Outras informações interessantes se referem à quantidade de papel-moeda em circulação. Esta não apenas aumentou durante a pandemia, mas também aumentou em proporção muito acima da esperada pelo Banco Central, o que justificaria a criação da nova moeda.

A segurança do sistema financeiro, assim como o combate à lavagem de dinheiro, são outros pontos abordados. O BC mostra como as medidas de combate ao crime vão muito além da decisão sobre criar uma nova cédula.

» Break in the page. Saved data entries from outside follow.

PR #574, opened 2024-03-28
Chown settings for copy worker

matthew-hagemann:
Workaround to a permission bug in GIS that blocks the copy worker from running:
https://bugs.launchpad.net/ubuntu/+source/gnome-initial-setup/+bug/2059121

I broke this out into its own service to make it easier to remove down the line when the GIS bug is fixed


provd/go.mod
```diff
@@ -1,6 +1,6 @@
 module github.com/canonical/ubuntu-desktop-provision/provd
 
-go 1.22.0
+go 1.21.7
```
spydon, line 3: It downgrades go?

spydon (approved):
Lgtm

provd/go.mod
matthew-hagemann: Yea, I ran into issues there on the runners, let me give it another look and see if I can fix it :slightly_smiling_face:

PR #578, opened 2024-04-02
feat: New design for the factory reset tools

spydon:
[Screencast from 2024-04-02 18-51-07.webm](https://github.com/canonical/ubuntu-desktop-provision/assets/744771/e7f1914b-375a-47ab-af48-de9e211bc3c1)

Yaru will be swapped back to a published version in a few hours once the new yaru version is published.


packages/factory_reset_tools/lib/dbus/drive_manager.dart
```diff
@@ -0,0 +1,203 @@
+import 'dart:async';
+
+import 'package:dbus/dbus.dart';
+import 'package:factory_reset_tools/dbus/drive_data.dart';
+import 'package:factory_reset_tools/dbus/reset_media.dart';
+
+const int minimumRequiredDiskSize = 12 << 30;
```
d-loose, line 7: This is 12GiB, but in the loop further down the comment says:
```
// 2. has enough Size (we assume 16G)
```
Is one of those a typo?

d-loose (commented):
We could avoid a little bit of duplication by depending on `ubuntu_provision` - is there a reason for not doing that?

packages/factory_reset_tools/lib/dbus/drive_manager.dart
```diff
@@ -0,0 +1,203 @@
...
+          driveObjectPath,
+          blockDeviceObjectPath,
+        ),
+      );
+    }
+    drives.sort((a, b) => a.id.compareTo(b.id));
+    return drives;
+  }
+
+  static Stream<ResetMediaCreationProgress> dummyCreateResetMedia(
```
d-loose, line 176: Nitpick: `s/dummy/fake`

packages/factory_reset_tools/lib/dbus/drive_manager.dart
spydon: Probably a typo, right @medicalwei?

spydon:
> We could avoid a little bit of duplication by depending on `ubuntu_provision` - is there a reason for not doing that?

Yeah, the duplication is the `HorizontalPage` (the rest I moved to our terribly unorganized ubuntu_utils package :sweat_smile:), but we don't want this interconnected with the pageImagesProvider here.
We could refactor them, but I think that could probably be future task?

packages/factory_reset_tools/lib/dbus/drive_manager.dart
medicalwei: It was a consideration that disks might be actually smaller than 16GiB or spaces taken by partition metadata. (eg. being 16,000,000,000 bytes instead of 17,179,869,184 bytes.)

But it's fine that you can reimplement that part.

d-loose:
Ah right, the page images make it a bit tricky. Future task it is :)

packages/factory_reset_tools/lib/dbus/drive_manager.dart
medicalwei: Thanks, it was my placeholder code for testing the UI

packages/factory_reset_tools/lib/dbus/drive_manager.dart
medicalwei: It is also worthy to mention that, the mockup does not hide the disks that does not meet the size requirement, they are just greyed out.

spydon: Is 12 enough? Then I think we should keep that

medicalwei: For now yes, as the disk partition we reserve for factory reset is 12GiB

fourdollars:
Ideally the minimum size shall be decided by the real storage usage in the reset partition.
For example, the storage usage in the reset partition used 3.2GB so the minimum required size shall be 3.2*1.1 = 3.52 GB.
That means a 4GB USB pendrive is OK for this case.

packages/factory_reset_tools/lib/dbus/drive_manager.dart
spydon: So even 4GB should be enough according to @fourdollars, do you think it would be fine if I lowered it that low @medicalwei?

d-loose (approved):
LGTM :+1:

packages/factory_reset_tools/lib/dbus/drive_manager.dart
medicalwei: IMO @fourdollars says the minimum size should be according to the actual used size of the reset partition, and the number he proposed is just for example.

spydon: Aah I see, do we know the approximate size of the reset partition?

PR #581, opened 2024-04-03
ci: Add snap directory for the reset tools

spydon:
No idea if these actually work yet...


ci/snap/reset-tools/snapcraft.yaml
```diff
@@ -0,0 +1,138 @@
...
+      dart pub global run melos bootstrap
+      cd packages/factory_reset_tools
+      flutter build linux --release -v
+      cp -r build/linux/*/release/bundle/* $CRAFT_PART_INSTALL/bin/
+
+  factory-reset-tools-cli:
+    after: [flutter-git]
+    source: .
+    plugin: nil
+    flutter-target: lib/main.dart
```
d-loose, line 104:
```
Bad snapcraft.yaml content:
- extra field 'flutter-target' not permitted in 'parts.factory-reset-tools-cli' configuration 
```

spydon: I just got it from here: https://github.com/canonical/factory-reset-tools/blob/main/snap/snapcraft.yaml
But it looks to me like that line might not be needed at all?

ci/snap/reset-tools/local/factory-reset-tools.desktop
```diff
@@ -0,0 +1,5 @@
+[Desktop Entry]
+Exec=factory-reset-tools
+Name=Factory Reset Tools
+Type=Application
+Icon=${SNAP}/meta/gui/factory-reset-tools.png
```
spydon, line 5:
```suggestion
Icon=${SNAP}/meta/local/factory-reset-tools.png
```

ci/snap/reset-tools/snapcraft.yaml
spydon, line 104:
```suggestion
```

d-loose: ah, that was using snapd's flutter plugin (which I've never used, so I don't know how well this works)

spydon: @d-loose Should we just merge this and iterate on it later, once the tools are ready?
So that the job doesn't fail.

d-loose (approved):

PR #582, opened 2024-04-03
feat(init): migrate to provd based telemetry service

d-loose:
Removes the sysmetrics package and corresponding telemetry service in favor of a provd based service.

~~e2e test and go code check are expected to fail as the provd implementation is still missing.~~

Ref #363
UDENG-2204


d-loose:
Errors returned by provd are ignored for now. I'd merge the UI update from #667 first and think about error handling afterwards.

ci/snap/init/snapcraft.yaml
d-loose, line 1: @matthew-hagemann I suppose we can remove this library from the snap since we're now using the native Go API

spydon (approved):
Nice, lgtm!

ci/snap/init/snapcraft.yaml
d-loose: .. and since the entire code for this moved to the deb package anyways.. :D

PR #583, opened 2024-04-03
ci: only build debs on push's to main

matthew-hagemann:


.github/workflows/ci.yml
```diff
@@ -255,6 +255,7 @@ jobs:
           token: ${{secrets.CODECOV_TOKEN}}
 
   build-and-upload:
+    if: github.event_name == 'push'
```
spydon, line 258: I don't think that this will help? Since it still active on all PR branches that targets main?

spydon: Or will the event_name be `pull_request` for all pushes to a PR branch?

matthew-hagemann: You mean all current branches that are open? We could rebase / cherry pick until they are all closed out?

spydon: I meant for future branches too, the current branches I wouldn't worry about too much.
Let's merge this and see what happens. :smile:

spydon (approved):

.github/workflows/ci.yml
matthew-hagemann: > Or will the event_name be `pull_request` for all pushes to a PR branch?

Ah yes, so from what I understand the CI triggers on PR's and Pushes to main. I believe a push to a feature branch that has an open PR triggers the the PR flow, not the Push flow.

Lets see, easy enough to revert :smile:

PR #584, opened 2024-04-04
feat: Add Done page to reset media creation

spydon:
image

Also (in separate commits):
 * Add i10n for the progress state
 * Error handling when `ResetMediaCreationStatus` ends up in `failed`


packages/factory_reset_tools/lib/dbus/reset_media.dart
```diff
@@ -10,7 +11,22 @@ enum ResetMediaCreationStatus {
   copying,
   finalizing,
   finished,
-  failed
+  failed;
+
+  String displayName(FactoryResetToolsLocalizations lang) {
```
d-loose, line 16: nitpick: would be slightly more readable with a switch expression

packages/factory_reset_tools/lib/pages/creation_progress_page.dart
```diff
@@ -24,6 +25,11 @@ class _CreationProgressPageState extends ConsumerState<CreationProgressPage> {
   );
 
   void onStatusChanged(ResetMediaCreationProgress progress) {
+    if (progress.status == ResetMediaCreationStatus.finished) {
+      Future.delayed(const Duration(seconds: 2), () {
```
d-loose, line 29: Is that delay intentional or left over from debugging?

packages/factory_reset_tools/lib/pages/done_page.dart
```diff
@@ -0,0 +1,60 @@
...
+                  style: theme.textTheme.headlineSmall,
+                  textAlign: TextAlign.center,
+                ),
+                Text(
+                  lang.resetMediaReadyBody,
+                  textAlign: TextAlign.center,
+                ),
+                SizedBox(
+                  width: 100,
+                  child: FilledButton(
```
d-loose, line 45: I'm no designer, but I think an `ElevatedButton` would be more appropriate here

packages/factory_reset_tools/lib/pages/creation_progress_page.dart
spydon: Intentional, otherwise you never see the last state 😅

packages/factory_reset_tools/lib/dbus/reset_media.dart
spydon: True! I always forget about new features when I'm coding on autopilot 😄

packages/factory_reset_tools/lib/pages/done_page.dart
spydon: It does look a lot better, even though it is not according to the design, but on the other hand I barely followed the design at all because it wasn't ready. Hopefully the designer that reviews this won't kill me. :sweat_smile:

d-loose (approved):
LGTM :+1:

PR #585, opened 2024-04-04
fix(bootstrap): reset storage model when going back

d-loose:
This ensures that the storage model is reset if the user decides to go back in the flow and select a different option.

The necessary callback was already present but somehow ended up in the *next* button (probably when we switched from the abstract "wizard actions" to buttons in https://github.com/canonical/ubuntu-desktop-installer/pull/1954).
I've moved them into the back buttons and added corresponding tests.


d-loose:
The underlying issue is a different one - will open a separate PR with a proper fix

De fato, quando penso nas raízes da criminalidade financeira no Brasil, o valor das notas de real não me vem à cabeça entre as principais explicações. O ônus da prova deve ser de quem aponta a nova nota de R$ 200 como incentivo ao crime. Até o momento, os críticos da medida não apresentaram evidências convincentes sobre o que dizem.

É essencial assistir à coletiva do Banco Central antes de opinar sobre a nova cédula. E, factualmente, as explicações são boas e dialogam com os pontos levantados pelos críticos.

Há um argumento que não abordei até agora: será que o BC não deveria usar as dificuldades operacionais do momento para aprofundar a digitalização da moeda, ao invés de criar uma nova cédula? O que esse argumento não mostra, porém, é que o BC brasileiro já vem fazendo um esforço consistente neste sentido, que merece reconhecimento.

O Banco Central merece respeito

Houve um tempo em que o Banco Central do Brasil merecia diversas críticas, especialmente no período de hiperinflação. Desde o advento do real em 1994 e, posteriormente, do tripé macroeconômico em 1999, o nosso BC se estabeleceu como uma das instituições mais sérias do Estado brasileiro. Apesar de um interregno irresponsável na gestão de Dilma e Tombini, a diretoria do BC merece nosso respeito pela atuação nas últimas décadas.

Isso se expressa no regime de metas de inflação, cumprido com relativo sucesso no Brasil. Mas não só. As contas externas foram recuperadas nos anos 2000 com um acúmulo de reservas sem precedentes na história nacional. O braço regulatório do BC foi capaz de gerar um sistema financeiro sólido e confiável, capaz de atravessar crises financeiras globais como a de 2008 sem gerar grande turbulência interna.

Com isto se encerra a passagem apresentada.